→ **EXERCISE BRIEF**
In the entries below, find each line bearing the string "sudo" and copy it.

_ _ _ _ _ _ _

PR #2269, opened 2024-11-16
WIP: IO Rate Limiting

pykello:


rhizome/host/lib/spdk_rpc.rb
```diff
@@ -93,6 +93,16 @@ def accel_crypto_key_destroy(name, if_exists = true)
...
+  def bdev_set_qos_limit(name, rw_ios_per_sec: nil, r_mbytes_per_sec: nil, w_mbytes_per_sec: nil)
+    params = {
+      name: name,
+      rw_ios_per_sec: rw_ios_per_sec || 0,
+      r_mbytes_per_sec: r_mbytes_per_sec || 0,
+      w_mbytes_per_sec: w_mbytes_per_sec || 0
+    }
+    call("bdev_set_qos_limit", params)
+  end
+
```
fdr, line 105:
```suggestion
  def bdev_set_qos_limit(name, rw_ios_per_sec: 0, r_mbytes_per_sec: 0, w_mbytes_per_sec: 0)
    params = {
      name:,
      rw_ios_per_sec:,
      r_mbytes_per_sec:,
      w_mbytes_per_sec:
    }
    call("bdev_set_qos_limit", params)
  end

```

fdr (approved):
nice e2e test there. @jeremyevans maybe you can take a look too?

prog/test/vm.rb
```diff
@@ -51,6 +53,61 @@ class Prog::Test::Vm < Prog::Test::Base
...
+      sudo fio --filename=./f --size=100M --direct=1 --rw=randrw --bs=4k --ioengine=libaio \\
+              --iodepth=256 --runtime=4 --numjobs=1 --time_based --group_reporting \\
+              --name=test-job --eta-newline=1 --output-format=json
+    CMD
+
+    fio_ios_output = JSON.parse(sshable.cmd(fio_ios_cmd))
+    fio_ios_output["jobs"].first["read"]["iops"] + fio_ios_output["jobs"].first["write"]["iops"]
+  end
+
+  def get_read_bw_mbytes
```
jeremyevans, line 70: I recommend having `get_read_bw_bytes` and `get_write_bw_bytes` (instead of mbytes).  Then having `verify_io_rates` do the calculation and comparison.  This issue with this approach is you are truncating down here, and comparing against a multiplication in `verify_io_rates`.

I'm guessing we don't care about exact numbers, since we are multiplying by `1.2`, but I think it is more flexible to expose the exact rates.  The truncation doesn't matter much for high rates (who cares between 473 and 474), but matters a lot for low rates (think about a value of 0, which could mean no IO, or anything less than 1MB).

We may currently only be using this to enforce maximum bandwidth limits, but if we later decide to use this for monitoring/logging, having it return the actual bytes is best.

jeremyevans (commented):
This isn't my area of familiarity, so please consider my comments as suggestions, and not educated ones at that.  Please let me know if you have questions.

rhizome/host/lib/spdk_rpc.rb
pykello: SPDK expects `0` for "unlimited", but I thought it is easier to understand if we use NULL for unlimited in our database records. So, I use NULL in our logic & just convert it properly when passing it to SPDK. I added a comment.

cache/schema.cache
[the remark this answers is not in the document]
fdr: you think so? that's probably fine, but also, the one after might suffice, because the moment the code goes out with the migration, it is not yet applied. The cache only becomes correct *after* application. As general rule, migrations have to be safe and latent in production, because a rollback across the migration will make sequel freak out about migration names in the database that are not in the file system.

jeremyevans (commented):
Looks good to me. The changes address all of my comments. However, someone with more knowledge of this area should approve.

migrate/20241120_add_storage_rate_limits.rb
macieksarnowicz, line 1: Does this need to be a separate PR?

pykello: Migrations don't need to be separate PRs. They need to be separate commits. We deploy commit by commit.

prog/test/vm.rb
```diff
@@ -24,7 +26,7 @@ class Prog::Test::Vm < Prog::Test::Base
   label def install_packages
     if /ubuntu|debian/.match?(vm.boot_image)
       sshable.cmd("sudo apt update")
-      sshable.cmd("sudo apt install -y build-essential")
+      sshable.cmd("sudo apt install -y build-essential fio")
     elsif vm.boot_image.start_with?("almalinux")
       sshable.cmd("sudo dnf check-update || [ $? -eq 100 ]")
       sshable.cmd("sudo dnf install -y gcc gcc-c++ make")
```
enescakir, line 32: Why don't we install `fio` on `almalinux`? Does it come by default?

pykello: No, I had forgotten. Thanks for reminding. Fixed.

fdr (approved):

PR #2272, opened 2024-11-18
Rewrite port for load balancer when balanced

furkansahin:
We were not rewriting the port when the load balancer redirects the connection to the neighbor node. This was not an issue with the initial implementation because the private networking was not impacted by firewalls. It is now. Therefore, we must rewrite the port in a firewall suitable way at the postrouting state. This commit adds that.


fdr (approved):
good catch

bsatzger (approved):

_ _ _ _ _ _ _

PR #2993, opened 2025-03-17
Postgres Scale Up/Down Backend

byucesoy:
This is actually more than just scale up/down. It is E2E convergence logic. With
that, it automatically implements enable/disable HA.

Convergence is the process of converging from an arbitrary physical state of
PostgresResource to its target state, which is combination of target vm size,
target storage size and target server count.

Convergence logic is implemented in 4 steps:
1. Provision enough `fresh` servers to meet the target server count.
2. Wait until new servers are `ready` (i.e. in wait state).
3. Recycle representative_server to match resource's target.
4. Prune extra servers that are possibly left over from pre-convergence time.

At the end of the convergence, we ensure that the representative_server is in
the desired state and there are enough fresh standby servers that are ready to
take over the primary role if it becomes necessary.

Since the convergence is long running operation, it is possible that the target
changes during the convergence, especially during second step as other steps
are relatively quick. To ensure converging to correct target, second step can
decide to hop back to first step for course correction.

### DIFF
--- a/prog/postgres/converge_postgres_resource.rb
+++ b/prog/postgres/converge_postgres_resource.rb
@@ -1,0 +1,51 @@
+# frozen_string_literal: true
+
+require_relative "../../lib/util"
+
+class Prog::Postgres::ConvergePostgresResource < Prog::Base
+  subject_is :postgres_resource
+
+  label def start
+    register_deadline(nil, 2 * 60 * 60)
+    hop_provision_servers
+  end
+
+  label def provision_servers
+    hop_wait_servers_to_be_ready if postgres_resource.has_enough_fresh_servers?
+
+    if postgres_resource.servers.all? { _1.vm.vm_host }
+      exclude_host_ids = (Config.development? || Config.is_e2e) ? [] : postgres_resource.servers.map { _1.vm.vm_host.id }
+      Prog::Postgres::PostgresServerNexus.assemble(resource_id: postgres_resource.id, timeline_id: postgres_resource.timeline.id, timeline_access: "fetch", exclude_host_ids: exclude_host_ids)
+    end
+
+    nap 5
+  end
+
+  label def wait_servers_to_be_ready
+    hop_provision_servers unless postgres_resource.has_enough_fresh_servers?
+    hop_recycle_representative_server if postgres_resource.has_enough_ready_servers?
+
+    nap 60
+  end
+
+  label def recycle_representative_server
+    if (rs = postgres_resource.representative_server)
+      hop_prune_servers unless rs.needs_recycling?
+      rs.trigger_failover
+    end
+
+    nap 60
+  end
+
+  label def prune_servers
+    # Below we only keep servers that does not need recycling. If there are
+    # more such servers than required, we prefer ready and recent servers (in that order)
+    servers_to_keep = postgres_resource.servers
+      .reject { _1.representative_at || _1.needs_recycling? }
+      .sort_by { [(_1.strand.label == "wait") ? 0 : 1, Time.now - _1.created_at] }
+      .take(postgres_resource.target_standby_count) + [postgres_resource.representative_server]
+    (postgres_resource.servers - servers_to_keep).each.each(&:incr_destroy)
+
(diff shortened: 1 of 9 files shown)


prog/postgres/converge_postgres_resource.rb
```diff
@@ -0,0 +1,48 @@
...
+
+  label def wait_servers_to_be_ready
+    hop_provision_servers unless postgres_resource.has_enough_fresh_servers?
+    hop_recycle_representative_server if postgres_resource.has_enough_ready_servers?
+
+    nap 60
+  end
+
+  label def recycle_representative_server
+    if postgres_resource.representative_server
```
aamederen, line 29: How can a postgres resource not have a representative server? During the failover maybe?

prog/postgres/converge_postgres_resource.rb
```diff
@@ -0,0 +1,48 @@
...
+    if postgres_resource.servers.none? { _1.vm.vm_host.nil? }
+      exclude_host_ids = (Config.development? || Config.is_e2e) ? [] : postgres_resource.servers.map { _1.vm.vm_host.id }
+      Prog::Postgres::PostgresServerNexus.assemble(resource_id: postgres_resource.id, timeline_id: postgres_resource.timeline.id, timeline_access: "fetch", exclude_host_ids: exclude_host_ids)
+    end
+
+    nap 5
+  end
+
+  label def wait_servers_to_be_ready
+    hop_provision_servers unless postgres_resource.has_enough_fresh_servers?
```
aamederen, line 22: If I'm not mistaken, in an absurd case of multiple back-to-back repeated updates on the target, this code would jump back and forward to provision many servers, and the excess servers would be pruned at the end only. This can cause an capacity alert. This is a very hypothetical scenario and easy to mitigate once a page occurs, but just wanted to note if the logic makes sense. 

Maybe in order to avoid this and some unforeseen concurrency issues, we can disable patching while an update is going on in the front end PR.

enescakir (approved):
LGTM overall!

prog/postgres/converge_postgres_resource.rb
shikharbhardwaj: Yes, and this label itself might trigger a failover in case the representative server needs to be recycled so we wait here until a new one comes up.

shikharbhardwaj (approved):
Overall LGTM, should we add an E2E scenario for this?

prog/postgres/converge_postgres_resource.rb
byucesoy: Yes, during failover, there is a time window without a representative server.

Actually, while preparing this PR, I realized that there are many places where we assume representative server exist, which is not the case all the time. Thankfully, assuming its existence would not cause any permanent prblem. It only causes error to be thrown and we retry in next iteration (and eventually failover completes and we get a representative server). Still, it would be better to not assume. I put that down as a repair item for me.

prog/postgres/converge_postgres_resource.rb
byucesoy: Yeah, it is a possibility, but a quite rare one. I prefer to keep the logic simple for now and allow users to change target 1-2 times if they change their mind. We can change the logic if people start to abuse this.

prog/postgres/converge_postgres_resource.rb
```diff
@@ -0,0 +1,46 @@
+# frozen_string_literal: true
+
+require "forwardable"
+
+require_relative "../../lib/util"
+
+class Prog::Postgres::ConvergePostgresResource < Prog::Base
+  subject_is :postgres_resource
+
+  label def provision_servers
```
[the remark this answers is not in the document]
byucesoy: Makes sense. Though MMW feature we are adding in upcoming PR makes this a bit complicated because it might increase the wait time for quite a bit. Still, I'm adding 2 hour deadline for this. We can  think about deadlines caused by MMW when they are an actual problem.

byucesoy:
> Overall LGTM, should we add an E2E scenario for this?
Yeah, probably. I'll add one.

_ _ _ _ _ _ _

→ **TASK SOLUTION**
+      sudo fio --filename=./f --size=100M --direct=1 --rw=randrw --bs=4k --ioengine=libaio \\
       sshable.cmd("sudo apt update")
-      sshable.cmd("sudo apt install -y build-essential")
+      sshable.cmd("sudo apt install -y build-essential fio")
       sshable.cmd("sudo dnf check-update || [ $? -eq 100 ]")
       sshable.cmd("sudo dnf install -y gcc gcc-c++ make")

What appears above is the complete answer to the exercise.